Las formas fractales, las formas en la que las partes se asemejan al todo, están presentes en la materia biológica, junto con las simetrías (las formas básicas que solo necesitan la mitad de información genética) y las espirales (las formas de crecimiento y desarrollo de la forma básica hacia la ocupación de un mayor espacio), como las formas más sofisticadas en el desarrollo evolutivo de la materia biológica en cuanto que se presentan en procesos en los que se producen saltos cualitativos en las formas biológicas, es decir posibilitan catástrofes (hechos extraordinarios) que dan lugar a nuevas realidades más complejas, como las hojas que presentan una morfología similar a la pequeña rama de la que forman parte que, a su vez, presentan una forma similar a la rama, que a su vez es similar a la forma del árbol, y sin embargo cualitativamente no es lo mismo una hoja (forma biológica simple), que una rama o un árbol (forma biológica compleja).
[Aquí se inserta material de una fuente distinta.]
PR #2467, opened 2024-01-08
#2420. Add constant pattern exhaustiveness tests

sgrekhov:


LanguageFeatures/Extension-types/exhaustiveness_constant_A02_t01.dart
```diff
@@ -0,0 +1,47 @@
+// Copyright (c) 2024, the Dart project authors.  Please see the AUTHORS file
+// for details. All rights reserved. Use of this source code is governed by a
+// BSD-style license that can be found in the LICENSE file.
+
+/// @assertion If the constant has no primitive equality, then it is not
+/// exhausted
+///
+/// @description Check that if a constant have no primitive equality then it is
+/// not exhausted
```
eernstg, line 9: We might as well stick to the standard phrase which is "has primitive equality" and the negation "does not have primitive equality" (because "has no primitive equality" seems to suggest that it might have one or more of those):
```suggestion
/// @description Check that if a constant does not have primitive equality
/// then it is not exhausted
```

LanguageFeatures/Extension-types/exhaustiveness_constant_A02_t02.dart
```diff
@@ -0,0 +1,51 @@
+// Copyright (c) 2024, the Dart project authors.  Please see the AUTHORS file
+// for details. All rights reserved. Use of this source code is governed by a
+// BSD-style license that can be found in the LICENSE file.
+
+/// @assertion If the constant has no primitive equality, then it is not
+/// exhausted
+///
+/// @description Check that if a constant have no primitive equality then it is
+/// not exhausted
```
eernstg, line 9: Similar rewrite.

sgrekhov:
Description updated. Please take another look

eernstg (approved):
LGTM

PR #2468, opened 2024-01-08
#2420. Add null-assert pattern exhaustiveness tests

sgrekhov:


eernstg (approved):
LGTM!

(I'm getting used to this: (1) erase the scrutinee type if it is/contains an extension type, (2) check whether it's always-exhaustive, (3) yes, it was, (4) check the switch statement for exhaustiveness, (5) flow analysis just trusts every switch statement which must be exhaustive to be so.)

PR #2469, opened 2024-01-08
#2420. Add another variable pattern exhaustiveness test

sgrekhov:


LanguageFeatures/Extension-types/exhaustiveness_variable_A03_t01.dart
```diff
@@ -0,0 +1,86 @@
+// Copyright (c) 2024, the Dart project authors.  Please see the AUTHORS file
+// for details. All rights reserved. Use of this source code is governed by a
+// BSD-style license that can be found in the LICENSE file.
+
+/// @assertion Exhaustiveness of a variable pattern is determined by the static
+/// type of the corresponding variable.
+///
+/// @description Check that an exhaustiveness of a variable pattern is
```
eernstg, line 8:
```suggestion
/// @description Check that the exhaustiveness of a variable pattern is
```
because the variable has one specific exhaustiveness (property), it can't have several (of which we'd choose one, and say that it's "an exhaustiveness").

We might actually want to talk about "the lifted space union" of the variable pattern, because that's directly using the terminology of the feature specification [exhaustiveness.md](https://github.com/dart-lang/language/blob/main/accepted/3.0/patterns/exhaustiveness.md). This could yield something like this:

```suggestion
/// @description Check that the lifted space union of a variable pattern is
```
It follows implicitly that we're talking about exhaustiveness because that's the only topic where the phrase 'lifted space union' is used.

eernstg (commented):
Looks good, but let's just briefly consider the wording of the description.

sgrekhov:
I was trying to avoid "lifted space union" in the description because it requires detailed knowledge of exhaustiveness specification. But, seems, that it's reasonable to require this knowledge from the one who will deal with exhaustiveness tests :) So, I've updated the description

LanguageFeatures/Extension-types/exhaustiveness_variable_A03_t01.dart
```diff
@@ -5,8 +5,8 @@
 /// @assertion Exhaustiveness of a variable pattern is determined by the static
 /// type of the corresponding variable.
 ///
-/// @description Check that an exhaustiveness of a variable pattern is
-/// determined by the static type of the corresponding variable.
+/// @description Check that a lifted space union of a variable pattern is a
+/// union of the static type of the corresponding variable.
```
eernstg, line 9: Sorry about nit picking one more time, but here's my take on articles:

We use `the X` to indicate a contract with the listener/reader that the set of phenomena described by `X` contains one specific exemplar that we've already agreed on knowing about and focusing on. We use `an X` to indicate that this `X` is new in the discourse.

Much like the distinction between a declaring occurrence of `c` like `var c = new C()` vs. referencing occurrences like `c.foo()`, except that we don't have "the" in Dart, so we need to introduce a named storage location (that is, a variable) in order to be able to refer to a specific phenomenon among the ones that we've introduced.

Natural language just accepts the ambiguity, to some extent: "There were two dogs in the room, a humongous barking mastiff and a sleeping chihuahua. The dog tried to eat me." Ambiguous? Maybe, but natural language users will complain if that's a problem. ;-)

So:

```suggestion
/// @description Check that the lifted space union of a variable pattern is
/// determined by the static type of the corresponding variable.
```

This means that we introduce _a_ variable pattern, then refer to _the_ space which is associated with that pattern (it's uniquely defined when we know the pattern), and finally talk about the value of that space union.

In this particular case I'd suggest saying "is determined by" rather than "is a union of" because we want to emphasize that each static type has a space union (uniquely determined by that type), and that space union is also the space union of the pattern. If we say "is a union of" then we suggest that there are several of those, and we can choose whichever one we want.

eernstg (commented):
OK, nit picking this time. I think we're done next time. ;-)

sgrekhov:
Thank you. Wording updated

eernstg (approved):
LGTM

PR #2470, opened 2024-01-08
#2436. Add expected constant evaluation error for CFE

sgrekhov:
These tests fail in CFE because of the constant evaluation error. I believe it's Ok and updated the tests accordingly


eernstg (approved):
Right, these are derived/secondary errors, and for those we just expect whatever the tools are doing.

PR #2472, opened 2024-01-09
Fixes #2471. Fix timer constructor tests. Add check for microtasks

### LINKED ISSUE #2471: co19/LibTest/async/Timer/Timer.periodic_A02_t01 is flaky
The tests
```
co19/LibTest/async/Timer/Timer.periodic_A02_t01 RuntimeError (expected Pass)
```
are failing on configurations
```
vm-linux-debug-simriscv64
```

The test went from flaky to failing. From the [log](https://dart-ci.appspot.com/log/vm-linux-debug-simriscv64/vm-linux-debug-simriscv64/419/co19/LibTest/async/Timer/Timer.periodic_A02_t01), it seems like a duration is slightly longer than expected. So it will probably revert to flaky again.

sgrekhov:


LibTest/async/Timer/Timer_A01_t01.dart
```diff
@@ -35,16 +33,12 @@ check(int delayms) {
 }
```
eernstg, line 33: Can't comment on line 30, so here we go:

Perhaps it would be better to put `actual` into the message rather than `actual + safetyMargin`: The `actual` value is the time which has actually elapsed, but `actual + safetyMargin` is a value that doesn't really mean anything, it is just larger than `actual` such that it is unlikely that violations of `delay <= actual` will trigger the failure in cases where it's just the browser being imprecise and over-eager.

LibTest/async/Timer/Timer_A02_t02.dart
```diff
@@ -0,0 +1,45 @@
+// Copyright (c) 2024, the Dart project authors.  Please see the AUTHORS file
+// for details. All rights reserved. Use of this source code is governed by a
+// BSD-style license that can be found in the LICENSE file.
+
+/// @assertion factory Timer(Duration duration, void callback())
+///
+/// A negative duration is treated the same as [Duration.zero]
+///
+/// @description Checks that negative duration is accepted and treated as
+/// [Duration.zero]. Test that timer waits for microtasks queue before the start
```
eernstg: Typo:
```suggestion
/// [Duration.zero]. Test that timer waits for microtask queue before the start
```

eernstg: I'll just fix the typo so we can land this now.

PR #2474, opened 2024-01-10
#2119. Add missing experimental flags

sgrekhov:
Missing! :)


eernstg:
;-D

eernstg (approved):
LGTM

However, I don't quite understand why there is a need for this flag. Isn't every tool already at a version where the flag is on by default?

PR #1130, opened 2015-08-24
Added Event as a new field - text

biplovbhandari:
@flavour Please merge

### DIFF
--- a/controllers/cap.py
+++ b/controllers/cap.py
@@ -530,14 +530,6 @@ def alert():
                                                                   filterby="alert_id",
                                                                   filter_opts=(r.id,),
                                                                   ))
-            elif r.component_name == "location":
-                # Limit to those for this Alert
-                r.component.table.area_id.requires = IS_EMPTY_OR(
-                                                        IS_ONE_OF(db, "cap_area.id",
-                                                                  s3db.cap_area_represent,
-                                                                  filterby="alert_id",
-                                                                  filter_opts=(r.id,),
-                                                                  ))
 
             # @ToDo: Move inside correct component context (None?)
             post_vars = request.post_vars
@@ -1026,6 +1018,12 @@ def info_fields_comments():
           _title="%s|%s" % (
               T("Denotes the category of the subject event of the alert message"),
               T("You may select multiple categories by holding down control and then selecting the items.")))
+
+    table.event.comment = DIV(
+          _class="tooltip",
+          _title="%s|%s" % (
+              T("The text denoting the type of the subject event of the alert message"),
+              T("If not specified, will the same as the Event Type.")))
 
     table.response_type.comment = DIV(
           _class="tooltip",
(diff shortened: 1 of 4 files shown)


flavour:
What is the purpose of this separate field?

biplovbhandari:
This is as suggested by Nuwan...beside event type (as parameter in cap XML), a free text field called event (as in CAP 1.2) should be there...if the user doesn't fill in the event value should be same as event type...last time discussed with Nuwan

flavour:
What exactly is this for?
As I see it, the purpose here is to allow the Alert Editor to set the Event field to something other than an event_type_id.
The reason they need to do this is because they don't have write access to the event_type_id lookup list?
What is the usecase for this? When would event be set to something that shouldn't go into event_type_id?
Note that the list will be filled with junk anyway since we import whatever people put into event into event_type_id for imported alerts...although I guess that not all deployments may import alerts.

waidyanatha:
The distinction between an eden.event_type and a cap.event is that we have a knowledge base that depends on the event_type. One example, would be the meteorological warning_priorities that are defined on the event_type = "tropical cyclone". We would define a set of warning priorities based on the event_type. Similarly there is other knowledge such as the event_type specific cap.expire (date/time) offset that we would pre-program. Therefore, we need to include the event_type in our design.

cap.event, in general is free text. For example, for an event_type = "terrorist attack", based on the actual incident we would fill the cap.event value as "terrorist bomb explosion". Another could be "terrorist chemical warfare attack". Both of them would be associated with event_type = "terrorist attack" which certain agencies would subscribe to such alert. There might be an a non-terrorist bomb explosion because some factory accidentally diffused a bomb. National security would not care too much about that attack to activate their people and hence would not subscribe to such events (reality they would because they are curious about all bomb explosions, but trying to make a case).

For those alerts, like an asteroid threat would not have a cap template. The user would use the default template to generate an alert. In such instances, we would need to set the event_type, which would be associated with some database relationships (knowledge) as well as define the actual cap.event.

Hope this explains

nursix:
Oops, careful what you give away ;)

> 24 aug 2015 kl. 15:02 skrev Nuwan Waidyanatha <notifications@github.com>:
> 
> National security would not care too much about that attack to activate their people and hence would not subscribe to such events

nursix:
I think the essence of this is that "event" is a (short) description of the particular event, whereas event_type is a classification of the event. In the very basic form, event would be just a textual representation of event_type, but it could be more elaborate.

If this were to become more formal, a hierarchical taxonomy would be a possible solution - with "event" being the leaf category, and "event_type" the corresponding root category. The advantage of that would be that consumers could subscribe to sub-categories at any arbitrary level (and knowledge-base could link to sub-categories as well) - without giving up the basic CAP data structure.

A bit Sahana-added value, so to speak ;)

PR #1137, opened 2015-08-28
project_Details bug fix

raj454raj:
Ajax call breaks when submitting a record for staff.

### DIFF
--- a/controllers/project.py
+++ b/controllers/project.py
@@ -1018,13 +1018,6 @@ def indicator_data():
 
     return s3_rest_controller()
 
-# =============================================================================
-# Community Volunteers
-# =============================================================================
-#def human_resource():
-#    """ RESTful controller for Project <> Staff Assignments """
-#    return s3_rest_controller()
-
 def person():
     """ RESTful controller for Community Volunteers """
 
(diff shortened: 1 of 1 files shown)


raj454raj:
@flavour: Just a sec merging one more bug :p

nursix:
The project_Details bug fix is missing ;)

nursix:
Ah - it's already in trunk, so it doesn't appear in the diff anymore. Ok ok

raj454raj:
@nursix : Fran is too fast for a second :D :D

controllers/project.py
```diff
@@ -1216,4 +1216,13 @@ def campaign_response_summary():
 
     return s3_rest_controller()
 
+# -----------------------------------------------------------------------------
+def human_resource_project():
```
nursix: This used to be the "human_resource" controller, which is still defined in this file but commented. Maybe just uncomment+rename, or remove the commented version and replace with this one?

raj454raj: @nursix : Done :+1:

nursix: Fine by me, good to merge.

Entre los fenómenos naturales que presentan características de fractales espaciales o temporales, se incluyen:
Pero además las formas fractales no solo se presentan en las formas espaciales de los objetos sino que se observan en la propia dinámica evolutiva de los sistemas complejos (ver teoría del caos). Dinámica que consta de ciclos (en los que partiendo de una realidad establecida simple acaban en la creación de una nueva realidad más compleja) que a su vez forman parte de ciclos más complejos los cuales forman parte del desarrollo de la dinámica de otro gran ciclo. Las evoluciones dinámicas de todos estos ciclos presentan las similitudes propias de los sistemas caóticos.
La música puede contener formas fractales. La música tradicionalmente ha contado con especial facilidad a la hora de asimilar su lenguaje con el de las matemáticas. Los procesos de disminución y aumentación son reflejo de las cualidades de autosemejanza y autorreferencia, pudiendo continuar su lógica constructiva ad infinitum. Algunas obras clásicas de Beethoven, Bach y Mozart son ejemplos representativos según reveló un estudio.[cita requerida][25] El método que siguieron estos compositores, ya sea de manera intencionada o no, para integrar fractales y matemáticas era mediante una analogía entre una dimensión fractal y el número y la disposición de las diferentes notas de una obra o pieza.[26] [cita requerida]
Se usan tanto en la composición armónica y rítmica de una melodía como en la síntesis de sonidos. Esto se debe al uso de lo que en composición se llaman "micromodos", o pequeños grupos de tres notas, a partir de los cuales uno puede trabajarlos de manera horizontal (melódica), o vertical (armónica). A su vez, el ritmo puede ser trabajado en sucesiones temporales específicas, que son determinadas por sucesiones de fractales.
Por otra parte, las litografías del artista neerlandés Maurits Cornelis Escher (1898-1972) desarrollaron con frecuencia estructuras matemáticas complejas y avanzadas.
Con programas informáticos como Apophysis, Sterling o Ultra Fractal se pueden generar imágenes con técnicas diversas; cambiando parámetros, geometría de triángulos o con transformaciones aleatorias.